Bullard told CNBC’s Squawk Box Tuesday morning that as the economy improves, the Fed should gradually lift its investment, currently running at “$85 billion a month of Treasury and mortgage-backed securities purchases,” CNBC writes.

“You could adjust [QE] up or down” Bullard said. “But the economy will most likely continue to improve and we’ll be in a position to slowly ratchet down the pace of purchases. I think that’s a great policy.”

Federal Reserve Chairman Ben Bernanke has said that he will continue with quantitative easing until the unemployment rate improves. Last Friday, the Bureau of Labor Statistics announced the unemployment rate was 7.6 percent, though the declining number of Americans counted in the work force detracted from the improving unemployment percentage.

“I wouldn’t change my forecast based on this,” Bullard said, adding that economic growth for the first quarter looks “quite a bit stronger than we expected at the beginning of January.”

The Federal Reserve system holds to a macroeconomic theory in which the supply of available money can be intelligently expanded or (less frequently) contracted by central planners responding to statistical signals. Since 1977 the Fed has held a “dual mandate,” requiring the central bank to “maintain long run growth of the monetary and credit aggregates” and also to “promote effectively the goals of maximum employment.”

According to San Francisco Federal Reserve President John Williams’s forecast, a let-up on quantitative easing could come as soon as this summer as the economy starts to pick back up.  Bullard said once the unemployment level reaches the low 7 percent area, people will begin to think about reducing the Fed’s asset purchase levels.

Bullard’s and Williams’ comments assume an economic recovery for which evidence is at best mixed. But it’s not clear the Fed’s decision will make much difference in unemployment anyway, as the theory upon which the central bank’s dual mandate rests — the “Phillips curve,” which posits an inverse relationship between inflation and unemployment — has been disproven by many historic cases of high unemployment concurrent with high inflation. The most recent American example was the “stagflation” period of the late 1970s and early 1980s.

The Fed’s extremely rapid monetary expansion under both the Bush and Obama administrations has also failed to bring unemployment below 7 percent. Consumer Price Index inflation has been positive 2 percent in the last 12 months. The dollar has lost about 12 percent of its value since the start of the recession in 2007, despite very low levels of growth in the economy.

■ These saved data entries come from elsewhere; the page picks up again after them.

PR #2437, opened 2019-03-07
Fix Day view AJAX issue related to featured events.

lucatume:
Ticket: https://central.tri.be/issues/123967

This PR fixes an issue where the Day view, when displaying events in AJAX context, would not show recurring events.
The issue is due to the fact that in our front-end code (e.g. the Day view) we send this information to the backend:
`featured = false` means "all events, not just the featured ones"
`featured = true` means "only featured events"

Still, Fed officials remain confident in their view. “I’m still projecting unemployment to be down near 7 percent by the end of the year, and so far I’m winning on that… I do not think that people will suddenly decide to come back to the  labor market… I just don’t see that until you get to lower levels of unemployment,” Williams said in his report.

Addressing concerns that people are exiting the labor market, Bullard noted that this trend has been observed since 2000 and that analysis of the labor market needs to account for that fact.